*** Records shown ***
PR #419, opened 2017-06-09
Windows Compatibility: ensuring Cwltool works on windows OS

kapilkd13:
This is the branch I use for testing new changes across all systems when working towards windows compatibility for cwltool. Once when this branch looks good,I would make clean(official) commits on [main windows branch](https://github.com/common-workflow-language/cwltool/pull/414). This branch is for review and suggestions :smile:


kapilkd13:
Hi, I am working on windows compatibility for cwltool. I am getting file not found error in TestFactory's `test_partial_scatter` and `test_partial_output` see here https://ci.appveyor.com/project/mr-c/cwltool/build/.7-master/job/usc0vga9xhaj7e39#L945 There are few requirements in cwl files of these tests like `StepInputExpressionRequirement` and `ScatterFeatureRequirement` see [here](https://github.com/common-workflow-language/cwltool/blob/master/tests/wf/scatterfail.cwl) and [here](https://github.com/common-workflow-language/cwltool/blob/master/tests/wf/wffail.cwl). 
I want to know if either of these testcases depends on symlinks or any unix dependent feature(except unix tools like echo,touch etc). Once I know this I can completely focus on debugging it. Thanks

appveyor.yml
```diff
@@ -0,0 +1,26 @@
...
+  - "python --version"
+  - "python -c \"import struct; print(struct.calcsize('P') * 8)\""
+  - "pip install --disable-pip-version-check --user --upgrade pip"
+
+build_script:
+  - "%CMD_IN_ENV% python setup.py install"
+
+
+test_script:
+  - "%CMD_IN_ENV% python setup.py test"
```
manu-chroma: you can add a command before calling ``setup.py test`` to install requirements from ``pip``. 

Rather than modifying ``setup.py``, replace ``schema_salad`` in ``requirements.txt`` to 
``https://github.com/kapilkd13/schema_salad/archive/windows#egg=schema_salad-2.4.20170612171942``

manu-chroma: this will be enough. you can remove ``dependency_link`` from ``setup.py`` if you use this approach.

kapilkd13: Currently its just for testing, until schema-salad PR get merged. Its working fine right now but if any problem occur I will go this way. I liked the idea of tweaking requirements.txt rather than setup file.

manu-chroma: yeah, I feel the same. just specify version in ``setup.py`` :smile:

tetron:
StepInputExpressionRequirement and ScatterFeatureRequirement do not depend on symlinks or any unix features.  They are internal operations on the workflow graph.

InplaceUpdate is an extension and doesn't need to be supported on Windows.

kapilkd13:
Thanks @tetron It helped 👍  Now we are passing all tests on appveyor. 😺

kapilkd13:
Hi @manu-chroma As you are working on python3 compatibiltiy, I think you can help me with this https://travis-ci.org/common-workflow-language/cwltool/jobs/243363735 travis failing test. It is saying `too few args for lchmod` but lchmod takes 2 args and are provided. Maybe I am missing something. Thanks

manu-chroma:
replace the line with the following 
``os.lchmod(d, mode)  #type: ignore``

this will fix the ``mypy`` error for the time being 😄

kapilkd13:
On testing conformance tests on windows OS. I am getting 
```

E:\GitHub\gsoc\common-workflow-language\v1.0\v1.0>cwltool --debug null-expressio
n1-tool.cwl empty.json
E:\GitHub\gsoc\cwltool\cwltool.py 1.0.20170621183908
Resolved 'null-expression1-tool.cwl' to 'file:///E:/GitHub/gsoc/common-workflow-
language/v1.0/v1.0/null-expression1-tool.cwl'
inside docker pull
3
Pulled Docker image node:slim slim: Pulling from library/node
Digest: sha256:64a2f7356e6336d59a52f580034a2c38262f1852aaa12ed1318208706523f22e
Status: Image is up to date for node:slim

Failed to evaluate expression:
Expression evaluation error:
(10038, 'An operation was attempted on something that is not a socket')
  File "E:\GitHub\gsoc\cwltool\cwltool\draft2tool.py", line 59, in run
    ev = self.builder.do_eval(self.script)
  File "E:\GitHub\gsoc\cwltool\cwltool\builder.py", line 228, in do_eval
    debug=self.debug)
  File "E:\GitHub\gsoc\cwltool\cwltool\expression.py", line 217, in do_eval
    raise WorkflowException("Expression evaluation error:\n%s" % e)
WorkflowException: Expression evaluation error:
(10038, 'An operation was attempted on something that is not a socket')
Removing intermediate output directory c:\users\kapilk~1\appdata\local\temp\tmpx
qoasj
{}
Final process status is permanentFail
```
The reason behind this is https://github.com/common-workflow-language/cwltool/blob/master/cwltool/sandboxjs.py#L149 In this line we are passing `stdin, stderr` to `select.select` method. 
Select's documentation suggests 

> Note File objects on Windows are not acceptable, but sockets are. On Windows, the underlying select() function is provided by the WinSock library, and does not handle file descriptors that don’t originate from WinSock.

Some of the solutions mentioned on web are quite ugly while others modify codebase a lot. 
Also I want ti know what is this code actually doing. I am assuming here we are waiting for I/O events from `stdin,stderr`.
I want to know if anyone has dealt with such problem and if a simple fix exist for it before I try methods mentioned on the web.
Thanks

tetron:
I can tell you the purpose of this code: to safely interact with the external nodejs process without deadlocks.  We need to write the code on stdin and read the feedback from stdout and stderr.  We don't use Popen.communicate() because that waits until the process terminates, whereas this code is reusing a single nodejs process for multiple expression evaluations for performance reasons (starting nodejs each time is very expensive relative to the amount of work being done, especially if it is itself run in a docker container.)

kapilkd13:
Hi @tetron I looked on the web to find solution to our problem. I tried modules: pywin32, msvcrt and gevent. But all of them do not support stdin/stdout for non-blocking read write operation. They expect socket instead of a file descriptor. So finally, based on the information you provided I implemented the read/write operations through threads. Here is the commit https://github.com/common-workflow-language/cwltool/pull/419/commits/69fc0fb9790d020bbd9f079b86a36781ae9f3e87 It's working good on all the tests I have. Would you like to have a look and suggest any changes. Thanks 😃

kapilkd13:
Time for next issue 😄  I am getting `bin/sh not found` on running some conformance tests on windows.
There is `ShellCommandRequirement` in all such tests that try to access shell. 
docs says
> Modify the behavior of CommandLineTool to generate a single string containing a shell command line.
What I understand with this that this allow us to access shell and its tools in our `CommandLineTool`. am I right.
When I run same test in a linux docker it passes.
here is the error 
```
Test [10/87] 
Test failed: cwltool '--outdir=c:\users\appveyor\appdata\local\temp\1\tmpzsr8x0' --quiet v1.0/stderr.cwl v1.0/empty.json
Test command line with stderr redirection
Returned non-zero
'/bin/sh' not found
[job stderr.cwl] completed permanentFail
Final process status is permanentFail
```
So I guess we need to run such tests with `ShellCommandRequirement` to run under docker only. Or is there some other way. 
Thanks

kapilkd13:
when cwltool try to run a command inside a docker container on windows. I got 
```
 docker \
    run \
    -i \
    --volume=/c/users/kapilk~1/appdata/local/temp/tmpjfaqun:/E/var/spool/cwl:rw \
    --volume=/c/users/kapilk~1/appdata/local/temp/tmpv4a3lj:/tmp:rw \
    --volume=/GitHub/gsoc/common-workflow-language/v1.0/v1.0/example_human_Illumina.pe_2.fastq:/E/var/lib/cwl/stgc58606b0-fabf-4bcb-970b-210cd47982db/example_human_Illumina.pe_2.fastq:ro \
    --volume=/E/GitHub/gsoc/common-workflow-language/v1.0/v1.0/args.py:/E/var/lib/cwl/stg2e70dbbe-6467-4241-9c2a-5043fcaa7a53/args.py:ro \
    --volume=/GitHub/gsoc/common-workflow-language/v1.0/v1.0/chr20.fa:/E/var/lib/cwl/stg96452ec4-94e9-4217-8975-4d158ba8d08d/chr20.fa:ro \
    --volume=/GitHub/gsoc/common-workflow-language/v1.0/v1.0/example_human_Illumina.pe_1.fastq:/E/var/lib/cwl/stg70cc2be2-4df6-440d-aa0b-563369047d53/example_human_Illumina.pe_1.fastq:ro \
    --workdir=/E/var/spool/cwl \
    --read-only=true \
    --log-driver=none \
    --user=1000 \
    --rm \
    --env=TMPDIR=/tmp \
    --env=HOME=/E/var/spool/cwl \
    python:2-slim \
    python \
    /E/var/lib/cwl/stg2e70dbbe-6467-4241-9c2a-5043fcaa7a53/args.py \
    bwa \
    mem \
    -t \
    4 \
    -I \
    1,2,3,4 \
    -m \
    3 \
    /E/var/lib/cwl/stg96452ec4-94e9-4217-8975-4d158ba8d08d/chr20.fa \
    /E/var/lib/cwl/stg70cc2be2-4df6-440d-aa0b-563369047d53/example_human_Illumina.pe_1.fastq \
    /E/var/lib/cwl/stgc58606b0-fabf-4bcb-970b-210cd47982db/example_human_Illumina.pe_2.fastq > c:\users\kapilk~1\appdata\local\temp\tmpjfaqun\output.sam
python: can't open file 'E:\var\lib\cwl\stg5a19a8b0-4afd-4ed6-bbdd-9bd546562ce5\args.py': [Errno 2] No such file or directory
unrecognized extension field `http://commonwl.org/cwltool#generation`.  Did you include a $schemas section?
[job bwa-mem-tool.cwl] completed permanentFail

```
Error shows `python cannot find the file`. The reason for this is that the docker run command is run by docker-engine which has a linux base and therefore it accepts unix like path. Also for some reason when mounting volume on docker, docker uses `:` to separate paths. In order to overcome this I am passing volume paths to a function `docker_windows_path_adjust` as you can see paths like `/E/var/lib in the error`. This works fine. But if the command to be executed inside docker also contain windows path(`as in this error message we have python E:\........`) then we get error as as it is a linux based container. We can solve this problem by applying the same function to path passed in command to docker. But the problem is how should we determine which `part/argument` of command passed is a path and should be modified accordingly.
Thanks

mr-c:
@kapilkd13 at least one source of problem is the `python \ /E/var/lib/cwl/stg2e70dbbe-6467-4241-9c2a-5043fcaa7a53/args.py` in the `docker run` command. Should be `python /var/lib/cwl/stg2e70dbbe-6467-4241-9c2a-5043fcaa7a53/args.py` (without the Windows style `/E` at the front)

You should play with docker by hand to see how to get directories and files from Windows mounted inside a Linux container.

cwltool/draft2tool.py
```diff
@@ -133,6 +133,12 @@ def revmap_file(builder, outdir, f):
 
     raise WorkflowException(u"Output File object is missing both `location` and `path` fields: %s" % f)
 
+# On windows os.path.join would use backslash to join path, since we would use these paths in Docker we would convert it to /
+def pathFix(path):  # type: (Text) -> (Text)
```
mr-c: can we have a better name than `pathFix`?

cwltool/job.py
```diff
@@ -275,13 +282,16 @@ def run(self, pull_image=True, rm_container=True,
         if vars_to_preserve is not None:
             for key, value in os.environ.items():
                 if key in vars_to_preserve and key not in env:
-                    env[key] = value
-        env["HOME"] = self.outdir
-        env["TMPDIR"] = self.tmpdir
-
-        stageFiles(self.pathmapper, os.symlink, ignoreWritable=True)
+                    # On Windows, subprocess env can't handle unicode.
```
mr-c: Then lets only call `str` if `onWindows()`

cwltool/job.py
```diff
@@ -303,25 +313,26 @@ def add_volumes(self, pathmapper, runtime, stage_output):
                 containertgt = vol.target
             if vol.type in ("File", "Directory"):
                 if not vol.resolved.startswith("_:"):
-                    runtime.append(u"--volume=%s:%s:ro" % (vol.resolved, containertgt))
+                    runtime.append(u"--volume=%s:%s:ro" % (docker_windows_path_adjust(vol.resolved), docker_windows_path_adjust(containertgt)))
```
mr-c: Please wrap lines longer than 80 characters for easier review :-)

cwltool/load_tool.py
```diff
@@ -48,7 +48,7 @@ def fetch_document(argsworkflow,  # type: Union[Text, Dict[Text, Any]]
     workflowobj = None  # type: CommentedMap
     if isinstance(argsworkflow, string_types):
         split = urllib.parse.urlsplit(argsworkflow)
-        if split.scheme:
+        if split.scheme and split.scheme in [u'http',u'https',u'file']:
```
mr-c: Which scheme's does this code change skip?

cwltool/main.py
```diff
@@ -695,6 +697,18 @@ def main(argsl=None,  # type: List[str]
                 argsl = sys.argv[1:]
             args = arg_parser().parse_args(argsl)
 
+        # If On windows platform, A default Docker Container is Used if not explicitely provided by user
+        if onWindows() and not args.default_container:
+            args.default_container = "ubuntu"
+
+        # Making default Container as lowest priority, that should be used if nothing overrides it
+        if args.default_container:
```
mr-c: Why is this code needed? This behaviour should have been present before this PR.

cwltool/pathmapper.py
```diff
@@ -246,3 +248,9 @@ def reversemap(self, target):  # type: (Text) -> Tuple[Text, Text]
             if v[1] == target:
                 return (k, v[0])
         return None
+
+    # On windows os.path.join would use backslash to join path, since we would use these paths in Docker we would convert it to /
+    def pathFix(self,path):  # type: (Text) -> (Text)
```
mr-c: Why is this a class method? `self` is not used

Should have a different name than https://github.com/common-workflow-language/cwltool/pull/419/files#diff-29ce315cc581b507c2832e379ce71ad6R137

cwltool/process.py
```diff
@@ -205,15 +205,26 @@ def adjustFilesWithSecondary(rec, op, primary=None):
             adjustFilesWithSecondary(d, op, primary)
 
 
-def stageFiles(pm, stageFunc, ignoreWritable=False):
-    # type: (PathMapper, Callable[..., Any], bool) -> None
+def stageFiles(pm, stageFunc=None, ignoreWritable=False, symFunc=True):
+    # type: (PathMapper, Callable[..., Any], bool, bool) -> None
```
mr-c: `symFunc` is type `bool`  but the name implies that it is a function. Would `symlink` be a better name?

cwltool/stdfsaccess.py
```diff
@@ -44,3 +49,9 @@ def join(self, path, *paths):  # type: (Text, *Text) -> Text
 
     def realpath(self, path):  # type: (Text) -> Text
         return os.path.realpath(path)
+
+    # On windows os.path.realpath appends unecessary Drive, here we would avoid that
+    def docker_compatible_realpath(self, path):  # type: (Text) -> Text
+        if onWindows():
+            return path
```
mr-c: Why is `realpath` being called in the first place? Seems dangerous to do nothing if `onWindows()`..

cwltool/utils.py
```diff
@@ -19,9 +24,93 @@ def get_feature(self, feature):  # type: (Any, Any) -> Tuple[Any, bool]
             return (t, True)
     for t in reversed(self.hints):
         if t["class"] == feature:
+            if "requirement" in t and t["requirement"] is True:
+                return(t, True)
```
mr-c: This is a big behavior change. I'm guessing that this is about enforcing priority of the dockerRequirements, but now this method works rather differently than before. Perhaps a rename is called for?

tests/test_examples.py
```diff
@@ -126,9 +126,9 @@ def test_partial_scatter(self):
         try:
             fail()
         except cwltool.factory.WorkflowStatus as e:
-            self.assertEquals('sha1$e5fa44f2b31c1fb553b6021e7360d07d5d91ff5e', e.out["out"][0]["checksum"])
+            self.assertEquals('sha1$356a192b7913b04c54574d18c28d46e6395428ab', e.out["out"][0]["checksum"])
```
mr-c: Why the change in checksums?

tests/test_relax_path_checks.py
```diff
@@ -25,10 +25,12 @@ class ToolArgparse(unittest.TestCase):
 '''
 
     def test_spaces_in_input_files(self):
-        with NamedTemporaryFile(mode='w') as f:
+        with NamedTemporaryFile(mode='w', delete=False) as f:
```
mr-c: why? Not nice to leave temporary files around :-)

kapilkd13: Actually we are opening this file to write and later in the execution reading it  without closing. On linux its possible but on windows it gave errors so I did this.

tests/test_examples.py
kapilkd13: Hmm. Earlier we were writing \n and that gave checksum error So I removed \n and added this new checksum. But now since we have changed all `w` mode to `wb`. It would be interesting to check if it works. I think it should work without this change in checksum. I will check

cwltool/job.py
kapilkd13: 👍  i will take care.

cwltool/load_tool.py
kapilkd13: This is interesting. On windows path Drive letters get considered as scheme. ex `E:\foo` here on urlsplit E becomes scheme. I complained about this to urllib people, but it turns out that is there implementation as use `:` to find scheme

cwltool/main.py
kapilkd13: Actually the previously default container code was placed before job. So it was not propogating to workflow steps. I removed that and changed the position. Strangely can't find that old implementation. I guess some PR changed it. I would see it again.

cwltool/pathmapper.py
kapilkd13: hmm. I would change it. I prefer to move it to utils, as we are using it at one more file. what do you say. Yes a new name is needed. I will do that.

cwltool/process.py
kapilkd13: Yes, symlink sound much better. I would change it 😄

cwltool/stdfsaccess.py
kapilkd13: Actually, on windows Drive letter gets appended. The E drive in docker path, this was the cause of it. One thing We can do is if we are on windows calculate os.path.realpath then trim the drive letter and and again change path separater to `/` as this path goes in docker path. Should I do that

cwltool/job.py
kapilkd13: Okay. we can do that

cwltool/draft2tool.py
kapilkd13: Yes, will change it. better move it to utils.

cwltool/utils.py
kapilkd13: Yes, Originally requirements were compulsory checked while hints were not. But as we have added `default-container` on windows, We are adding it as lowest priority Hints. So by default, it isn't checked. So to enforce checking even if a container is in hints(i.e default container) I added this flag. would `get_feature_and_requirement` work as new name.

cwltool/pathmapper.py
mr-c: :+1: to consolidation & renaming in `utils.py`

cwltool/load_tool.py
mr-c: Cool, can you link to that discussion in the code and add what you said as a comment?

cwltool/main.py
mr-c: Thanks for checking

cwltool/stdfsaccess.py
mr-c: Yes, I think removing this function is best

cwltool/utils.py
mr-c: I think this got fixed in another PR, try it without :-)

cwltool/main.py
```diff
@@ -695,6 +697,18 @@ def main(argsl=None,  # type: List[str]
                 argsl = sys.argv[1:]
             args = arg_parser().parse_args(argsl)
 
+        # If On windows platform, A default Docker Container is Used if not explicitely provided by user
+        if onWindows() and not args.default_container:
+            args.default_container = "ubuntu"
```
mr-c: I thought we were going with a more basic container?

kapilkd13:
Yes, we need to change that. I couldn't decide which one. So for now I
sticked to ubuntu. Some possible image can be alpine or busybox.

mr-c:
Hey, the tests are passing -- woohoo!

cwltool/main.py
kapilkd13: I tested conformance tests on Alpine(size 5mb) docker image. 2 types of test are failing 1. test that use `bin/bash` 2. Test that use `rev` command is giving wrong output(Need to find reason for it)
I found another image https://github.com/frol/docker-alpine-bash `alpine-bash` its size is 6 mb and it comes with bash. So after using this 2 tests are failing that use `rev` reverse command, others are passing. Should we add external containers in tests that use bin/bash or keep `alpine-bash` as default image. And if so what would be a good bash image, `alpine-bash` is light.

kapilkd13:
Yes, All tests are passing including conformance tests on windows. 😄  We can merge this . Currently I am doing some cleanup and checking the default-container code, as a previous pr also changed it.

mr-c:
@kapilkd13 Can you resolve the conflicts?

manu-chroma:
@kapilkd13 It's the python 3 builds which are failing. _The ``Queue`` module has been renamed to ``queue`` in Python 3._ this should help: 
``` python
try:
    import queue #python3
except ImportError:
    import Queue as queue 
```

manu-chroma:
@kapilkd13, since you're using Queues with threads, I think it's better to use https://github.com/common-workflow-language/cwltool/pull/419#issuecomment-315697669 rather than multiprocessing Queues. 

You might find this useful: https://stackoverflow.com/a/925241/1180321

kapilkd13:
Okay. I would do that. Thanks for help help 😄

kapilkd13:
Thanks @manu-chroma  👍

manu-chroma:
@mr-c Would it make sense to do a release now that Python 3 is supported before merging this one?
If not on PyPI, a GitHub tag and release would make sense IMO. Thoughts?

cwltool/job.py
```diff
@@ -379,15 +390,18 @@ def run(self, pull_image=True, rm_container=True,
...
 
-        if kwargs.get("no_match_user", None) is False:
+        if kwargs.get("no_match_user", None) is False and euid is not None:
             runtime.append(u"--user=%s" % (euid))
 
         if rm_container:
             runtime.append(u"--rm")
 
-        runtime.append(u"--env=TMPDIR=/tmp")
+        runtime.append(u"--env=TMPDIR=%s" % self.builder.tmpdir)
```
*** End of Records shown ***
## Task prompt
Pull out each line of the records holding the string "better".

## Task answer
mr-c: can we have a better name than `pathFix`?
mr-c: `symFunc` is type `bool`  but the name implies that it is a function. Would `symlink` be a better name?
kapilkd13: Yes, symlink sound much better. I would change it 😄
kapilkd13: Yes, will change it. better move it to utils.
@kapilkd13, since you're using Queues with threads, I think it's better to use https://github.com/common-workflow-language/cwltool/pull/419#issuecomment-315697669 rather than multiprocessing Queues. 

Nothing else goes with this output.